Do LLM Agents Have Regret? A Case Study in Online Learning and Games

Part of International Conference on Representation Learning 2025 (ICLR 2025) Conference

Bibtex Paper Supplemental

Authors

Chanwoo Park, Xiangyu Liu, Asuman Ozdaglar, Kaiqing Zhang

Abstract

Large language models (LLMs) have been increasingly employed for (interactive) decision-making, via the development of LLM-based autonomous agents. Despite their emerging successes, the performance of LLM agents in decision-making has not been fully investigated through quantitative metrics, especially in the multi-agent setting when they interact with each other, a typical scenario in real-world LLM-agent applications. To better understand the limits of LLM agents in these interactive environments, we propose to study their interactions in benchmark decision-making settings in online learning and game theory, through the performance metric of regret. We first empirically study the no-regret behaviors of LLMs in canonical non-stochastic online learning problems, as well as the emergence of equilibria when LLM agents interact through playing repeated games.
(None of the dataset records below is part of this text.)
PR #711, opened 2026-04-09
Add macos-15 runner

tweag-ev-ak:
Macos-26 is the last one that will support Intel so we should start using ARM builders.


avdv (approved):
Looks good, thank you!

PR #742, opened 2026-08-04
Update to Bazel 7

vreuter:


core/private/cc_toolchain/linux_cc_wrapper.sh.tpl
```diff
@@ -1,4 +1,4 @@
-#!/usr/bin/env bash
+#!/bin/bash
```
avdv: Usually this is what we try to avoid: hard coding the bash interpreter; which means this does not work on NixOS. (there is no /bin/bash)

Optimally we should find a different solution. Maybe we can insert the bash path in the shebang when expanding this template instead?

.github/actions/install-bash-on-macOS/action.yaml
```diff
@@ -0,0 +1,13 @@
...
+  using: composite
+  steps:
+    - shell: bash
+      if: runner.os == 'macOS'
+      run: |
+        # macOS ships with an older bash, but nixpkgs 25.05 requires
+        # Bash 5+. Install new bash via Homebrew and set NIX_BUILD_SHELL so
+        # nix-shell uses it for environment setup.
+        brew install bash
+        echo "NIX_BUILD_SHELL=$(brew --prefix)/bin/bash" >> "$GITHUB_ENV"
```
avdv: Can we use nix instead of homebrew? 

And is the comment about nixpkgs 25.05 actually right? Maybe this should read 26.05?

jlesquembre: Am I correct in thinking the only reason to install Bash is to fix the CI error on `darwin-intel` (`x86_64-darwin` + nixpkgs 11.26)? Since nixpkgs has dropped support for `x86_64-darwin` , we should consider dropping support for it as well. Doing so would make installing Bash on macOS (and this action) unnecessary

vreuter: > And is the comment about nixpkgs 25.05 actually right? Maybe this should read 26.05?

@avdv Yes, for these changes I'm using 25.05, so I had the comment to match that. IDK, should we bump already to 26.05?

core/private/cc_toolchain/linux_cc_wrapper.sh.tpl
vreuter: :ok_hand:

.github/actions/install-bash-on-macOS/action.yaml
vreuter: > Am I correct in thinking the only reason to install Bash is to fix the CI error on `darwin-intel` (`x86_64-darwin` + nixpkgs 11.26)? Since nixpkgs has dropped support for `x86_64-darwin` , we should consider dropping support for it as well. Doing so would make installing Bash on macOS (and this action) unnecessary

@jlesquembre yes, this addition is just to fix the CI, but I will need to check if it was also on non-Intel macOS, or just Intel-based macOS, where this was necessary.

vreuter: @avdv WDYT about dropping macOS Intel support as suggested by @jlesquembre ?

avdv: If it is not too much work, I think we should keep macos-intel for now.  That system is going to be unsupported in nixos 26.11, but that's still a few months away (until we decide to upgrade).

vreuter: The use sites for the action have been removed, so the action itself has been removed now, too.

.github/actions/remove-homebrew-bazel/action.yaml
```diff
@@ -0,0 +1,17 @@
...
+      run: |
+        # GitHub's macOS runner images ship Bazel pre-installed via Homebrew,
+        # and Homebrew's `bazel` is actually bazelisk. `/opt/homebrew/bin` is
+        # not stripped by `nix-shell --pure` on macOS and ends up ahead of the
+        # Nix store on PATH, so `bazel` resolves to the Homebrew bazelisk
+        # instead of the Nix-provided bazel_7. Bazelisk then downloads whatever
+        # version it resolves (e.g. the latest stable) rather than using the
+        # Bazel 7 we pin via Nix. Remove it so only the Nix bazel remains.
+        brew uninstall --ignore-dependencies bazelisk bazel 2>/dev/null || true
+        rm -f "$(brew --prefix)/bin/bazel" "$(brew --prefix)/bin/bazelisk"
```
avdv: This action should also no longer be necessary, it is fixing a problem which was introduced fixing the bash problem with `NIX_BUILD_SHELL=$(brew --prefix)/bin/bash"`:

```console
$ nix-shell --pure --run 'type -a fzf'
fzf is /nix/store/cabxqwq1964bglm63scbjpk64v2fgh6k-fzf-0.55.0/bin/fzf

$ NIX_BUILD_SHELL=$(brew --prefix)/bin/bash nix-shell --pure --run 'type -a fzf'
fzf is /opt/homebrew/bin/fzf
fzf is /nix/store/cabxqwq1964bglm63scbjpk64v2fgh6k-fzf-0.55.0/bin/fzf
```
So using the homebrew bash has the ill effect of adding homebrew's bin directory to the PATH.

core/private/cc_toolchain/linux_cc_wrapper.sh.tpl
vreuter: Thanks @avdv , this is addressed here: da607a2f662958e5ced5571865499fa78bfa280e

.github/actions/remove-homebrew-bazel/action.yaml
avdv: I reverted the relevant commits, let's see if things still work...

vreuter: I was trying to find where this got added; do you have the commit?

vreuter: ah nevermind, got it

avdv (approved):
@vreuter Thank you for pushing this through!

PR #745, opened 2026-08-21
CI: fix nix SSL error

jlesquembre:
Also switch from `DeterminateSystems/nix-installer-action` to `cachix/install-nix-action`,  wince we want to use upstream Nix anyway


avdv (approved):
LGTM, thank you!

PR #750, opened 2026-08-27
Add .direnv/ to gitignore

tshaynik:
We are already using direnv, so we should ignore the generated .direnv directory which are not necessary to have in version control.


avdv (approved):
Thanks!

PR #754, opened 2026-08-28
Update nixpkgs and related rules

jlesquembre:
Updating nixpkgs requires updating rules_go and rules_rust, as well as migrating test dependencies from poetry2nix to uv2nix.


toolchains/go/MODULE.bazel
```diff
@@ -8,6 +8,6 @@ local_path_override(
    module_name = "rules_nixpkgs_core",
    path = "../../core",
 )
-bazel_dep(name = "rules_go", repo_name = "io_bazel_rules_go", version = "0.39.1")
+bazel_dep(name = "rules_go", repo_name = "io_bazel_rules_go", version = "0.63.0")
```
avdv, line 11: Is it really required to bump rules_go to the latest version? 

Note, it is OK for the test module, but for the published modules we want to be much more conservative. Meaning we should choose the minimal version required to make it work. Downstream users are always able to use a newer version, but it's not easily possible to downgrade a dependency.

Issue #749, opened 2026-08-27
Prepare release 0.14.0


avdv:
- [x] Read through this process in its entirety so you understand it.
- [x] Create and checkout a new release preparation branch, named
      `release-<major>.<minor>.<patch>`.
- [x] If the minimal Bazel version has changed:
  - [x] update it in [the `README`][readme] and in `presubmit.yml` files from the `.bcr` folder
  - [x] add a note about this change to the [`CHANGELOG`][changelog]
- [x] List user facing changes in the [`CHANGELOG`][changelog] by summarising all significant
      pull requests since the last release. Specifically:
  - Add a "Highlights" section for major improvements/changes.
  - Create "Added", "Removed", "Changed" and "Fixed" sections, as necessary.
  - If relevant, add links to the corresponding PRs to the entries.
  - Look through:
    * [merged PRs](https://github.com/tweag/rules_nixpkgs/pulls?q=is:pr+base:master+merged:>2023-10-18+-author:app/github-actions+-author:app/dependabot) or
    * `git log master ^v0.x.x --oneline --merges --grep='pull request' --grep='#' | grep -v 'tweag/dependabot/github_actions/' | grep -v 'tweag/update_flake_lock_action'`
- [x] Bump version numbers in `MODULE.bazel` and the registry, rename files
    ```
        grep '0.10.0 -r --exclude-dir=.git lists occurences of 0.10.0 in files
        find -path ./.git -prune -o -name '*0.10.0*' -print lists occurences of 0.10.0 in names
    ```
- [ ] Push the `release-<major>.<minor>.<patch>` branch and open a PR,
      go through review and merge upon success.
- [ ] Trigger the `Prepare Release` workflow
  - either via the Github UI **or**
  - run `gh workflow run -f version=<major>.<minor>.<patch> 'Prepare Release'` using the Github CLI
- [ ] Go to the [releases], open the draft release which was created to inspect it
  - Do the code snippets look valid?
  - Is there a release artifact attached to it?
  - If you're happy, publish the release... :rocket:
- [ ] Announce the new version on Twitter by asking someone with access.

[changelog]: /CHANGELOG.md
[readme]: /README.md
[releases]: https://github.com/tweag/rules_nixpkgs/releases

avdv:
> - [ ] Bump version numbers in MODULE.bazel and the registry, rename files 

[...]

PR #755, opened 2026-09-02
Release 0.14.0

vreuter:
See changelog for release notes.


.bcr/core/metadata.template.json
```diff
@@ -6,11 +6,6 @@
       "github": "benradf",
       "name": "Benjamin Radford"
     },
-    {
-      "email": "andreas.herrmann@tweag.io",
-      "github": "aherrmann",
-      "name": "Andreas Herrmann"
-    },
```
avdv, line 13: Actually, no-one mentioned as a maintainer here is still available. I'm going to add myself.

.bcr/core/presubmit.yml
```diff
@@ -3,7 +3,7 @@ bcr_test_module:
   matrix:
     platform: ["ubuntu2204"]
     bazel:
-      - "6.x"
+      - "7.x"
```
avdv, line 7: It would be nice if we could keep 6.x in the BCR to be able for users to smoothly transition to a later version. If CI in the BCR fails for 6.x and cannot be fixed easily we can still drop it later.

core/MODULE.bazel
```diff
@@ -1,6 +1,6 @@
 module(
     name = "rules_nixpkgs_core",
-    version = "0.13.0",
+    version = "0.14.0",
```
avdv: can we remove the version from the modules as suggested?  https://github.com/tweag/rules_nixpkgs/issues/749#issuecomment-5452853452

this would make releasing new versions easier

avdv (changes requested):
Thank you, just a few remarks.

core/MODULE.bazel
vreuter: Sorry I'd missed your follow-up comment to #749 . Yes, this is done here: 6c17450990968a44d938f7167329c6294c6ecdfb

.bcr/core/presubmit.yml
vreuter: OK, this is updated here: 6fea60f494c37ed1d2de84545431c913f1c40fbf

.bcr/core/metadata.template.json
vreuter: OK, I leave this one to you :)

avdv (approved):
Thank you!

PR #636, opened 2025-01-04
Update rules_nodejs version

dimatosaurus:

PR #756, opened 2026-09-02
Update rules_nodejs and resolve bug in nodejs toolchain

tshaynik:
Update rules_nodejs version to 6.7.5

This supersedes #636 and targets the newest rules_nodejs version. Adding the missing npm filegroup and toolchain attribute also resolves a bug.


tshaynik:
Important to note that #677 also accomplished some of #636, but was just missing the filegroup and the attribute.

SamirTalwar (approved):

PR #761, opened 2026-09-03
fix(util): If stat fails, assume the file is not executable.

SamirTalwar:
On failure, `stdout` is typically empty, and `int(stdout, 8)` will raise an exception, causing unclear output in the Bazel build.

This typically happens if e.g. the file does not exist. If we return `False`, Bazel correctly detects the file is not present and reports a useful error message.


avdv (approved):
Thanks!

We then provide some theoretical insights into the no-regret behaviors of LLM agents, under certain assumptions on the supervised pre-training and the rationality model of human decision-makers who generate the data. Notably, we also identify (simple) cases where advanced LLMs such as GPT-4 fail to be no-regret. To further promote the no-regret behaviors, we propose a novel unsupervised training loss of regret-loss, which, in contrast to the supervised pre-training loss, does not require the labels of (optimal) actions. Finally, we establish the statistical guarantee of generalization bound for regret-loss minimization, and more importantly, the optimization guarantee that minimizing such a loss may automatically lead to known no-regret learning algorithms, when single-layer self-attention models are used. Our further experiments demonstrate the effectiveness of our regret-loss, especially in addressing the above “regrettable” cases.